You will need to choose your own practices and see by trial and error what what actually makes a difference in your gun and to your bullet and powder combination? For example, I mentioned that I deburr flashholes, but have found it only makes a difference I can see when shooting ball powders. If I am shooting Varget or other stick powders, I can't see any difference. I still do it just because I don't know whether I will recycle those cases to use a ball powder at some point in the future or not? I decided it can't hurt to process all my cases the same way. Lao Tzu said: "knowing constancy is insight" (circa 350 or 550 B.C.; not agreed upon). The only exceptions are Norma and Lapua brass I've bought that have no burrs in the first place. They also don't vary much in any regard, and I find I can leave them pretty much alone after trimming.
Nick
fornra
11-10-2006, 07:00 PM
I agree with Nick about the Norma and Lapua brass. Though I mostly use Lapua because of price, Norma is just to ****ed expensive! I still like Winchester brass for my 45-70, as in the large calibers I don't weigh anything but the powder. I also like Sierra match bullets because I've weighed a box of 100 and all were within .1 gr. I don't know if this was a fluke but I was duely impressed!
Swany
11-13-2006, 12:35 PM
Zapzoo, I figure you are looking for accuracy in your 45-70. First and foremost you are going in the right direction by wanting consistancy in your reloads. For straight walled cases I resize to minimum, I also trim the cases uniformly even if it means minimum length, this is to make sure you have a good crimp and the bullet is square to the case and leaves that way when fired. The rest of the stuff on weighing bullets, and cases the narrower the gap, the more consistant you will be. I've had good luck as far as accuracy is concerned with the 45-70 with 300 - 350gn bullets using RX7 powder with starting loads, 33gns for the 300gn bullets. When going for the most accuracy prepping cases I buy in lots of 500 cases, and weigh after trimming ect, and try to make sure I have a friend with the same cal to share the labors and brass. 45-70s are fairly easy on cases. If you get three different weights high, mid, and low with a variance of +- .5 gns you've done well and are very lucky.
faucettb
11-13-2006, 12:48 PM
Loading for accuracy leads to the question of what kind of accuracy. If your bench rest shooting and are trying to squeeze the last few thousandths of an inch out of your rifle/handloads then there's a bunch of steps to making the most accurate ammo you can.

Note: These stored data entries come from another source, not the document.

PR #10898, opened 2015-04-14
Getting Started project: remove useless whitespace, fix an arrow

valtlai:
In Getting Started project
– remove useless whitespace
– replace “an arrow” (`&lt;`) with “->”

If your target shooting and use a lot of ammo then your not going to need component control at as high a level as a bench rest shooter.
Handloading for the varmit/big game shooter whom wants the most accuracy from his game guns again does not need as high a component control as the target shooter.
Another question comes in here. Do you have equipment that will get the accuracy out of these high quality handloads? If the equipment your shooting is not capable of say 1/2 inch ten shot group accuracy at a hundred yards and only capable of 1.5 inch groups at that distance it won't matter how much care you put in reloading you can't beat the inherent accuracy of your equipment unless you upgrade that equipment.
How about letting us know what your shooting with and what kind of accuracy your getting now and what your expecting. This should give us a much better idea on how to help you.